> [What you should do]: Copy each line of the records below that mentions the word "EtcdProcessClusterConfig".

::::::::

PR #14357, opened 2022-08-17
clientv3: close streams after use in lessor keepAliveOnce method

amdprophet:
We use `client.KeepAliveOnce` heavily in Sensu Go. Since upgrading to Etcd 3.5 we've seen an excessive amount of logs containing `failed to receive lease keepalive request from gRPC stream` when logging at debug level. I believe this is happening as there's no attempt to close the stream after the `keepAliveOnce` method has completed. The stream is instead closed by the deferred call to cancel the context.

The log lines no longer appear after attempting to close the stream using the code in this PR.

### DIFF
--- a/client/v3/lease.go
+++ b/client/v3/lease.go
@@ -397,7 +397,7 @@ func (l *lessor) closeRequireLeader() {
 	}
 }
 
-func (l *lessor) keepAliveOnce(ctx context.Context, id LeaseID) (*LeaseKeepAliveResponse, error) {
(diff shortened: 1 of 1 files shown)


amdprophet:
@ahrtr updated

ahrtr (approved):
LGTM

Thank you @amdprophet

ahrtr:
cc @spzala

spzala (approved):
lgtm
Thanks @amdprophet

PR #14359, opened 2022-08-18
Cleanup all etcd-agent and etcd processes when the test finishes

ahrtr:
There are two cases, when interrupted by users, then forcibly kill all processes. Otherwise, gracefully terminate all processes.

cc @spzala 


spzala (approved):
Thanks @ahrtr !!

PR #14360, opened 2022-08-18
tests: unify `--strict-reconfig-check` config of common framework

clarkfw:
### Purpose
This PR is opened to discuss the different policies of `--strict-reconfig-check' between e2e test and integration test.

### What went wrong?
As described in https://github.com/etcd-io/etcd/pull/14281#issuecomment-1219263217, the `MemberAdd` function works fine in integration test but encounters an `unhealthy cluster` error in e2e test.

### Why?
Integration cluster has `--strict-reconfig-check' disabled by default:
https://github.com/etcd-io/etcd/blob/d05c894e854e1b8545c41ff26ac85c8b76917a7c/tests/framework/integration/cluster.go#L723

in the meantime, e2e cluster has `--strict-reconfig-check' enabled by default:
https://github.com/etcd-io/etcd/blob/d05c894e854e1b8545c41ff26ac85c8b76917a7c/tests/framework/e2e/cluster.go#L313-L315

therefore, in e2e cluster, functions like `MemberAdd`, `MemberRemove` and `TransferLeadership` would encounter an `unhealthy cluster` error before members `isConnectedFullySince`, which will take 5 seconds:
https://github.com/etcd-io/etcd/blob/d05c894e854e1b8545c41ff26ac85c8b76917a7c/server/etcdserver/server.go#L1350-L1358

### Solution
I've come up with some solutions. But I'm not sure if they have more hidden risks.
1. `MemberAdd` function could wait 5 seconds before all members `isConnectedFullySince`. Apparently it'll make our code difficult to maintain.
2. Expose `--strict-reconfig-check` to common framework, in order to give test cases control of whether to enable/disable `--strict-reconfig-check` in the process of cluster creation.
3. Enable or disable `--strict-reconfig-check` both in e2e cluster and integration cluster.

I tend to go with the 3rd solution. Though the 2nd solution may be required to do some specific tests in the future, we can  skip it now.

### What have I done?
I made some changes to disable `--strict-reconfig-check` in e2e cluster of common framework. At the same time, I kept it enabled as it was in the old framework, to avoid breaking existing test cases.

### DIFF
--- a/tests/e2e/ctl_v3_test.go
+++ b/tests/e2e/ctl_v3_test.go
@@ -122,9 +122,9 @@ func dialWithSchemeTest(cx ctlCtx) {
 }
 
 type ctlCtx struct {
-	t                          *testing.T
-	apiPrefix                  string
-	cfg                        e2e.EtcdProcessClusterConfig
+	t         *testing.T
+	apiPrefix string
+	cfg       e2e.EtcdProcessClusterConfig
 
 	corruptFunc                func(string) error
 	disableStrictReconfigCheck bool
--- a/tests/e2e/ctl_v3_test.go
+++ b/tests/e2e/ctl_v3_test.go
@@ -122,11 +122,12 @@ func dialWithSchemeTest(cx ctlCtx) {
 }
 
 type ctlCtx struct {
-	t                *testing.T
-	apiPrefix        string
-	cfg              e2e.EtcdProcessClusterConfig
-	corruptFunc      func(string) error
-	noStrictReconfig bool
+	t                          *testing.T
+	apiPrefix                  string
+	cfg                        e2e.EtcdProcessClusterConfig
+
+	corruptFunc                func(string) error
+	disableStrictReconfigCheck bool
 
 	epc *e2e.EtcdProcessCluster
 
@@ -185,8 +186,8 @@ func withCorruptFunc(f func(string) error) ctlOption {
 	return func(cx *ctlCtx) { cx.corruptFunc = f }
 }
 
-func withNoStrictReconfig() ctlOption {
-	return func(cx *ctlCtx) { cx.noStrictReconfig = true }
+func withDisableStrictReconfig() ctlOption {
+	return func(cx *ctlCtx) { cx.disableStrictReconfigCheck = true }
 }
 
 func withApiPrefix(p string) ctlOption {
@@ -226,7 +227,7 @@ func testCtlWithOffline(t *testing.T, testFunc func(ctlCtx), testOfflineFunc fun
 	if !ret.quorum {
 		ret.cfg = *e2e.ConfigStandalone(ret.cfg)
 	}
-	ret.cfg.NoStrictReconfig = ret.noStrictReconfig
+	ret.cfg.DisableStrictReconfigCheck = ret.disableStrictReconfigCheck
 	if ret.initialCorruptCheck {
 		ret.cfg.InitialCorruptCheck = ret.initialCorruptCheck
 	}
--- a/tests/framework/config/cluster.go
+++ b/tests/framework/config/cluster.go
@@ -27,8 +27,9 @@ const (
 )
 
 type ClusterConfig struct {
-	ClusterSize       int
-	PeerTLS           TLSConfig
-	ClientTLS         TLSConfig
-	QuotaBackendBytes int64
+	ClusterSize                int
+	PeerTLS                    TLSConfig
+	ClientTLS                  TLSConfig
+	QuotaBackendBytes          int64
+	DisableStrictReconfigCheck bool
 }
--- a/tests/framework/e2e/cluster.go
+++ b/tests/framework/e2e/cluster.go
@@ -166,14 +166,14 @@ type EtcdProcessClusterConfig struct {
 
 	CipherSuites []string
 
-	ForceNewCluster     bool
-	InitialToken        string
-	QuotaBackendBytes   int64
-	NoStrictReconfig    bool
-	EnableV2            bool
-	InitialCorruptCheck bool
-	AuthTokenOpts       string
-	V2deprecation       string
+	ForceNewCluster            bool
+	InitialToken               string
+	QuotaBackendBytes          int64
+	DisableStrictReconfigCheck bool
+	EnableV2                   bool
+	InitialCorruptCheck        bool
+	AuthTokenOpts              string
+	V2deprecation              string
 
 	RollingStart bool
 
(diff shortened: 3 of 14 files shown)


ahrtr:
Good catch and thanks for raising this discussion.

Comments:
1. We should expose a configuration item for the `--strict-reconfig-check ` in the common config;
2. Since the item is enabled by default in production environment, so we should enable it by default as well in our test; and we can add a couple of common case to intentionally disable it. 
3. If above change breaks some existing cases, then we need to investigate whether it's expected. If yes, then we can disable the item for the specific cases, otherwise fix the issue.

clarkfw:
Thanks for your analysis!
I agree with you on enabling it by default. I'm gonna do it and see what happens.

serathius (approved):
LGTM, leaving for @ahrtr to approve and merge

tests/framework/e2e/cluster.go
```diff
@@ -310,7 +310,7 @@ func (cfg *EtcdProcessClusterConfig) EtcdServerProcessConfigs(tb testing.TB) []*
 				"--quota-backend-bytes", fmt.Sprintf("%d", cfg.QuotaBackendBytes),
 			)
 		}
-		if cfg.NoStrictReconfig {
+		if !cfg.StrictReconfig {
 			args = append(args, "--strict-reconfig-check=false")
 		}
```
ahrtr, line 315:
```suggestion
		if cfg.StrictReconfig {
			args = append(args, "--strict-reconfig-check")
		}
```

ahrtr:
> Thanks for your analysis! I agree with you on enabling it by default. I'm gonna do it and see what happens.

@clarkfw Are you going to do this in this PR or in a separate PR?

tests/framework/e2e/cluster.go
ahrtr: Please ignore this comment, which isn't correct.

clarkfw:
I'm going to do it in this PR, still working on it.

clarkfw:
A new commit was force pushed. It enables `--strict-reconfig-check` in both e2e and integration cluster. It also exposes `--strict-reconfig-check` to `ClusterConfig`.

The checks are expected to fail. Testing on my own computer shows that 15 test cases failed due to this commit. Most of them use `MemberAdd` or `MemberRemove` function.

I'm gonna push another commit to fix or discuss these failed test cases. Before that, I would like to know if changes in this commit are appropriate @ahrtr .


image

tests/e2e/ctl_v3_test.go
```diff
@@ -191,8 +191,8 @@ func withCorruptFunc(f func(string) error) ctlOption {
 	return func(cx *ctlCtx) { cx.corruptFunc = f }
 }
 
-func withNoStrictReconfig() ctlOption {
-	return func(cx *ctlCtx) { cx.noStrictReconfig = true }
+func withDisableStrictReconfig() ctlOption {
+	return func(cx *ctlCtx) { cx.disableStrictReconfigCheck = true }
 }
```
ahrtr, line 196:
```suggestion
func withStrictReconfig() ctlOption {
	return func(cx *ctlCtx) { cx.disableStrictReconfigCheck = true }
}
```

ahrtr:
@clarkfw  yes, overall the change looks good to me. Please continue to finish the task. Thanks.

I see that the e2e configuration is a bit mess. There are three ways to set the configuration.
1. Users(test cases) can set a [configuration object/struct](https://github.com/etcd-io/etcd/blob/e40828540cef4e7dbb92ed3ec65a666d87dc8519/tests/e2e/ctl_v3_test.go#L162) directly;
2. Users(test cases) can set some fields via the `ctlCtx`. For example, set the [initialCorruptCheck](https://github.com/etcd-io/etcd/blob/e40828540cef4e7dbb92ed3ec65a666d87dc8519/tests/e2e/ctl_v3_test.go#L186) in `ctlCtx`, then pass it to [cfg.InitialCorruptCheck](https://github.com/etcd-io/etcd/blob/e40828540cef4e7dbb92ed3ec65a666d87dc8519/tests/e2e/ctl_v3_test.go#L240);
3. Users(test cases) can set some fields to `EtcdProcessClusterConfig` directly, such as [withMaxConcurrentStreams](https://github.com/etcd-io/etcd/blob/e40828540cef4e7dbb92ed3ec65a666d87dc8519/tests/e2e/ctl_v3_test.go#L208) or [CorruptCheckTime](https://github.com/etcd-io/etcd/blob/e40828540cef4e7dbb92ed3ec65a666d87dc8519/tests/e2e/corrupt_test.go#L106) 

I would suggest to remove all `EtcdProcessClusterConfig` related fields from `ctlCtx`, and keep using #2 and #3 above. WDYT? @serathius @spzala @clarkfw 

Of course, it is unrelated to this PR.

serathius:
+1 to config cleanup (not needed to be addressed in this PR). For me whole usage `ctlCtx` is an anti-pattern of how tests should be written, so it would be even better if we just get rid of it :P

clarkfw:
With `--strict-reconfig-check` enabled by default, some test cases fail because they call `MemberAdd` or `MemberRemove` function.
In this commit(https://github.com/etcd-io/etcd/pull/14360/commits/93a17b9d8f64f2d9d87e6f7dc0928065ad31c476), I disabled `--strict-reconfig-check` for the failed test cases.

clarkfw:
There are still some check failures. I'm working on it.

clarkfw:
Thank God, all checks have passed.
Please take a look when you guys are available🤓

tests/framework/config/cluster.go
```diff
@@ -27,8 +27,9 @@ const (
...
 type ClusterConfig struct {
-	ClusterSize       int
-	PeerTLS           TLSConfig
-	ClientTLS         TLSConfig
-	QuotaBackendBytes int64
+	ClusterSize                int
+	PeerTLS                    TLSConfig
+	ClientTLS                  TLSConfig
+	QuotaBackendBytes          int64
+	DisableStrictReconfigCheck bool
```
ahrtr, line 34: The name `DisableStrictReconfigCheck` seems to be anti-pattern because users (test cases) need to use double negative to enable it, `not disabled == enabled`. It's also a tradeoff, please see https://github.com/etcd-io/etcd/pull/14389#discussion_r955674249 .

You just follow the same naming as the existing e2e configuration `NoStrictReconfig`, so it isn't your fault. So we can keep it as it's for now, and feel free to change it to `StrictReconfigCheck` so as to be consistent with the definition in [the production code](https://github.com/etcd-io/etcd/blob/3c79a4dc3801b347a91b114524bdeb4712573a5e/server/embed/config.go#L240) in a separate PR.

ahrtr:
Overall looks good to me. I see that you disabled the StrictReconfigCheck for some cases, did you intentionally disable them to increase the test coverage or fix the test failures?

clarkfw:
> Overall looks good to me. I see that you disabled the `StrictReconfigCheck` for some cases, did you intentionally disable them to increase the test coverage or fix the test failures?

Just to fix the test failures. After enabling `StrictReconfigCheck` these tests failed due to calling `MemberAdd` or `MemberRemove` function. I disabled `StrictReconfigCheck` for theses tests to make them run as they did before.

ahrtr (approved):
LGTM

Thank you @clarkfw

::::::::

> [Response to this task]:
-	cfg                        e2e.EtcdProcessClusterConfig
+	cfg       e2e.EtcdProcessClusterConfig
-	cfg              e2e.EtcdProcessClusterConfig
+	cfg                        e2e.EtcdProcessClusterConfig
@@ -166,14 +166,14 @@ type EtcdProcessClusterConfig struct {
@@ -310,7 +310,7 @@ func (cfg *EtcdProcessClusterConfig) EtcdServerProcessConfigs(tb testing.TB) []*
3. Users(test cases) can set some fields to `EtcdProcessClusterConfig` directly, such as [withMaxConcurrentStreams](https://github.com/etcd-io/etcd/blob/e40828540cef4e7dbb92ed3ec65a666d87dc8519/tests/e2e/ctl_v3_test.go#L208) or [CorruptCheckTime](https://github.com/etcd-io/etcd/blob/e40828540cef4e7dbb92ed3ec65a666d87dc8519/tests/e2e/corrupt_test.go#L106) 
I would suggest to remove all `EtcdProcessClusterConfig` related fields from `ctlCtx`, and keep using #2 and #3 above. WDYT? @serathius @spzala @clarkfw 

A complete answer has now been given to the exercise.